PR #3641, opened 2025-02-21
feat(logger): Enable log buffering feature

### LINKED ISSUE #3634: Feature request: allow enabling log buffering via constructor
### Use case

In #3617 we have implemented a mechanism to buffer logs. The next step in the implementation is to make the feature configurable via constructor options.

### Solution/User Experience

Customers should be able to configure log buffering via constructor options.

The `ConstructorOptions` type/object is already pretty crowded ([link](https://github.com/aws-powertools/powertools-lambda-typescript/blob/a629010a5b81c44d9229f19fbaee163bdb6e6c59/packages/logger/src/types/Logger.ts#L179-L181)), so we should add the new settings as a nested object.

In practice, we should add a new optional `bufferConfig` object to `ConstructorOptions` and this object should have the following keys all optional:
- `enabled`: boolean (defaults to `true`)
- `maxBytes` - this allows customers to configure the max size of the buffer in bytes (optional defaults to `1024`)
- `flushOnErrorLog` - this allows customers to toggle whether the buffer is flushed when calling `logger.error()` (optional defaults to `true`)
- `bufferAtVerbosity` - this allows customers to configure the threshold at which we'll buffer logs (optional defaults to `DEBUG` | `debug`, accepts `TRACE`, `DEBUG`, `INFO`, and `WARN` plus their corresponding small case versions - you can never buffer `ERROR` logs)

The configuration logic of the Logger can be found in the [`setOptions()`](https://github.com/aws-powertools/powertools-lambda-typescript/blob/a629010a5b81c44d9229f19fbaee163bdb6e6c59/packages/logger/src/Logger.ts#L1157-L1159) method. The order in which things are initialized in this method matters, but for this feature I can't think of any dependency so I'd just add it at the [end here](https://github.com/aws-powertools/powertools-lambda-typescript/blob/a629010a5b81c44d9229f19fbaee163bdb6e6c59/packages/logger/src/Logger.ts#L1195).

To follow the existing pattern, we should add a new `#setLogBuffering()` method (feel free to use a better name as long as it starts with the `#set` prefix). This method:
- is called only if `ConstructorOptions['bufferConfig']` is present
- accepts the `ConstructorOptions['bufferConfig']` object
- configures the appropriate fields that were added in #3617 (we might need to move the instantiation of the `#buffer` here, since the max size is know only at this point)

Then, after this is added, we should also:
- make the [`flushBuffer()`](https://github.com/aws-powertools/powertools-lambda-typescript/blob/a629010a5b81c44d9229f19fbaee163bdb6e6c59/packages/logger/src/Logger.ts#L1252) method public
- add the newly public method to the [`LoggerInterface`](https://github.com/aws-powertools/powertools-lambda-typescript/blob/a629010a5b81c44d9229f19fbaee163bdb6e6c59/packages/logger/src/types/Logger.ts#L189)
- modify the [`error()` method](https://github.com/aws-powertools/powertools-lambda-typescript/blob/a629010a5b81c44d9229f19fbaee163bdb6e6c59/packages/logger/src/Logger.ts#L332-L334) to flush the buffer if log buffering is enabled **&&** `flushOnErrorLog` is `true`

Besides the implementation, we should update the unit tests that use the feature to now use both the public config and new public methods as well as add tests for the new config + flush-on-error behavior. Likewise, we should make sure the new types are added and documented properly (see other types in the same file for reference).

### Alternative solutions

```Markdown
N/A
```

### Acknowledgment

### Future readers

ConnorKirk:
## Summary
This PR enables the buffering feature for the logger utility.
It allows the user to configure the buffering functionality in the logger constructor.

The core of this PR is adding allow the behaviour of log buffering to be configured.

### Changes

1. Add  `logBufferOptions` object to the Logger config
2. Enable log buffering by default
3. Make `flushBuffer` method public

**Issue number:** closes #3634 

---

### DIFF
--- a/packages/logger/src/Logger.ts
+++ b/packages/logger/src/Logger.ts
@@ -188,7 +188,7 @@ class Logger extends Utility implements LoggerInterface {
    * Max size of the buffer. Additions to the buffer beyond this size will
    * cause older logs to be evicted from the buffer
    */
-  #maxBufferBytesSize = 1024;
+  #maxBufferBytesSize = 20480;
 
   /**
    * Contains buffered logs, grouped by _X_AMZN_TRACE_ID, each group with a max size of `maxBufferBytesSize`
@@ -1284,7 +1284,7 @@ class Logger extends Utility implements LoggerInterface {
    * Flushes all items of the respective _X_AMZN_TRACE_ID within
    * the buffer.
    */
-  flushBuffer(): void {
+  public flushBuffer(): void {
     const traceId = this.envVarsService.getXrayTraceId();
     if (traceId === undefined) {
       return;
--- a/packages/logger/src/Logger.ts
+++ b/packages/logger/src/Logger.ts
@@ -1245,10 +1245,11 @@ class Logger extends Utility implements LoggerInterface {
       maxBytesSize: this.#maxBufferBytesSize,
     });
 
-    if (options.enabled !== undefined) {
-      this.isBufferEnabled = options.enabled;
+    if (options.enabled === false) {
+      this.isBufferEnabled = false;
+    } else {
+      this.isBufferEnabled = true;
     }
-
     const bufferAtLogLevel = options.bufferAtVerbosity?.toUpperCase();
 
     if (this.isValidLogLevel(bufferAtLogLevel)) {
--- a/packages/logger/src/Logger.ts
+++ b/packages/logger/src/Logger.ts
@@ -172,7 +172,7 @@ class Logger extends Utility implements LoggerInterface {
   /**
    * Represents whether the buffering functionality is enabled in the logger
    */
-  protected isBufferEnabled = true;
+  protected isBufferEnabled = false;
 
   /**
    * Whether the buffer should be flushed when an error is logged
--- a/packages/logger/src/Logger.ts
+++ b/packages/logger/src/Logger.ts
@@ -172,25 +172,28 @@ class Logger extends Utility implements LoggerInterface {
   /**
    * Represents whether the buffering functionality is enabled in the logger
    */
-  protected isBufferEnabled = false;
+  protected isBufferEnabled = true;
 
+  /**
+   * Whether the buffer should be flushed when an error is logged
+   */
+  protected flushOnErrorLog = true;
   /**
    * Log level threshold for the buffer
    * Logs with a level lower than this threshold will be buffered
+   * Default is DEBUG
    */
-  protected bufferLogThreshold: number = LogLevelThreshold.DEBUG;
+  protected bufferAtVerbosity: number = LogLevelThreshold.DEBUG;
   /**
    * Max size of the buffer. Additions to the buffer beyond this size will
    * cause older logs to be evicted from the buffer
    */
-  readonly #maxBufferBytesSize = 1024;
+  #maxBufferBytesSize = 1024;
 
   /**
    * Contains buffered logs, grouped by _X_AMZN_TRACE_ID, each group with a max size of `maxBufferBytesSize`
    */
-  readonly #buffer: CircularMap<string> = new CircularMap({
-    maxBytesSize: this.#maxBufferBytesSize,
-  });
+  #buffer?: CircularMap<string>;
 
   /**
    * Log level used by the current instance of Logger.
@@ -330,6 +333,9 @@ class Logger extends Utility implements LoggerInterface {
    * @param extraInput - The extra input to log.
    */
   public error(input: LogItemMessage, ...extraInput: LogItemExtraInput): void {
+    if (this.isBufferEnabled && this.flushOnErrorLog) {
+      this.flushBuffer();
+    }
     this.processLogItem(LogLevelThreshold.ERROR, input, extraInput);
   }
 
@@ -1167,6 +1173,7 @@ class Logger extends Utility implements LoggerInterface {
       environment,
       jsonReplacerFn,
       logRecordOrder,
+      logBufferOptions,
     } = options;
 
     if (persistentLogAttributes && persistentKeys) {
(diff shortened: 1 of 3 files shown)


packages/logger/src/types/Logger.ts
```diff
@@ -173,12 +173,44 @@ type LogRecordOrderOption = {
...
+     */
+    enabled?: boolean;
+
+    /**
+     * Maximum size in bytes of each buffer.
+     */
+    maxBytes?: number;
+    /**
+     * Flush the buffer when an error is logged
+     */
```
dreamorosi, line 194:
```suggestion
     * @default `true`
     */
```

packages/logger/src/types/Logger.ts
```diff
@@ -173,12 +173,44 @@ type LogRecordOrderOption = {
...
+ *
+ * Used to configure the log buffer functionality.
+ */
+type LogBufferOption = {
+  logBufferOptions?: {
+    /**
+     * Whether logs should be buffered
+     */
+    enabled?: boolean;
+
```
dreamorosi, line 187:
```suggestion
```

packages/logger/src/types/Logger.ts
```diff
@@ -173,12 +173,44 @@ type LogRecordOrderOption = {
...
+    /**
+     * Maximum size in bytes of each buffer.
+     */
```
dreamorosi, line 190:
```suggestion
     * @default `20480`
     */
```

packages/logger/src/types/Logger.ts
```diff
@@ -173,12 +173,44 @@ type LogRecordOrderOption = {
...
+ */
+type LogBufferOption = {
+  logBufferOptions?: {
+    /**
+     * Whether logs should be buffered
+     */
+    enabled?: boolean;
+
+    /**
+     * Maximum size in bytes of each buffer.
```
dreamorosi, line 189:
```suggestion
     * Maximum size of the buffer in bytes
```

packages/logger/src/Logger.ts
```diff
@@ -172,25 +172,28 @@ class Logger extends Utility implements LoggerInterface {
...
+   * Default is DEBUG
    */
-  protected bufferLogThreshold: number = LogLevelThreshold.DEBUG;
+  protected bufferAtVerbosity: number = LogLevelThreshold.DEBUG;
   /**
    * Max size of the buffer. Additions to the buffer beyond this size will
    * cause older logs to be evicted from the buffer
    */
-  readonly #maxBufferBytesSize = 1024;
+  #maxBufferBytesSize = 1024;
```
dreamorosi, line 191: Let's change it to `20480` as discussed [here](https://github.com/aws-powertools/powertools-lambda-typescript/issues/3634#issuecomment-2669420699).

packages/logger/src/Logger.ts
```diff
@@ -172,25 +172,28 @@ class Logger extends Utility implements LoggerInterface {
   /**
    * Represents whether the buffering functionality is enabled in the logger
    */
-  protected isBufferEnabled = false;
+  protected isBufferEnabled = true;
```
dreamorosi, line 175: This should stay `false`, the feature will be opt in.

dreamorosi (changes requested):
The PR is going well, thank you for working on it.

I've left a handful of comments, but we're definitely in the right direction.

dreamorosi:
> ## [Quality Gate Passed](https://sonarcloud.io/dashboard?id=aws-powertools_powertools-lambda-typescript&pullRequest=3641) **Quality Gate passed**
> Issues  [1 New issue](https://sonarcloud.io/project/issues?id=aws-powertools_powertools-lambda-typescript&pullRequest=3641&issueStatuses=OPEN,CONFIRMED&sinceLeakPeriod=true)  [0 Accepted issues](https://sonarcloud.io/project/issues?id=aws-powertools_powertools-lambda-typescript&pullRequest=3641&issueStatuses=ACCEPTED)
> 
> Measures  [0 Security Hotspots](https://sonarcloud.io/project/security_hotspots?id=aws-powertools_powertools-lambda-typescript&pullRequest=3641&issueStatuses=OPEN,CONFIRMED&sinceLeakPeriod=true)  [0.0% Coverage on New Code](https://sonarcloud.io/component_measures?id=aws-powertools_powertools-lambda-typescript&pullRequest=3641&metric=new_coverage&view=list)  [0.0% Duplication on New Code](https://sonarcloud.io/component_measures?id=aws-powertools_powertools-lambda-typescript&pullRequest=3641&metric=new_duplicated_lines_density&view=list)
> 
> [See analysis details on SonarQube Cloud](https://sonarcloud.io/dashboard?id=aws-powertools_powertools-lambda-typescript&pullRequest=3641)

@ConnorKirk - please take a look at this also

ConnorKirk:
One clarifying question - If a user provides the `logBufferOptions` object in the Logger config, but does not specify `"enabled": true`, should buffering be enabled?

At the moment, buffering is disabled unless explicitly enabled, even if the rest of the log buffering object is provided.

dreamorosi:
> One clarifying question - If a user provides the `logBufferOptions` object in the Logger config, but does not specify `"enabled": true`, should buffering be enabled?
> 
> At the moment, buffering is disabled unless explicitly enabled, even if the rest of the log buffering object is provided.

Yes, it should be enabled whenever `logBufferOptions` is provided, and disabled when `logBufferOptions` is `undefined` or defined and `logBufferOptions.enabled` is `false`.

packages/logger/src/Logger.ts
```diff
@@ -174,23 +174,26 @@ class Logger extends Utility implements LoggerInterface {
    */
   protected isBufferEnabled = false;
 
+  /**
+   * Whether the buffer should be flushed when an error is logged
+   */
+  protected flushOnErrorLog = true;
```
dreamorosi, line 180: I don't think we have made this configurable, the constructor type has it but we are never updating it even when passed.

dreamorosi (changes requested):

packages/logger/src/Logger.ts
ConnorKirk: Whoops. Sorry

- **Task**: What are the lines above that hold the string "explicitly"? Copy them.

- **Exercise answer**:
At the moment, buffering is disabled unless explicitly enabled, even if the rest of the log buffering object is provided.
> At the moment, buffering is disabled unless explicitly enabled, even if the rest of the log buffering object is provided.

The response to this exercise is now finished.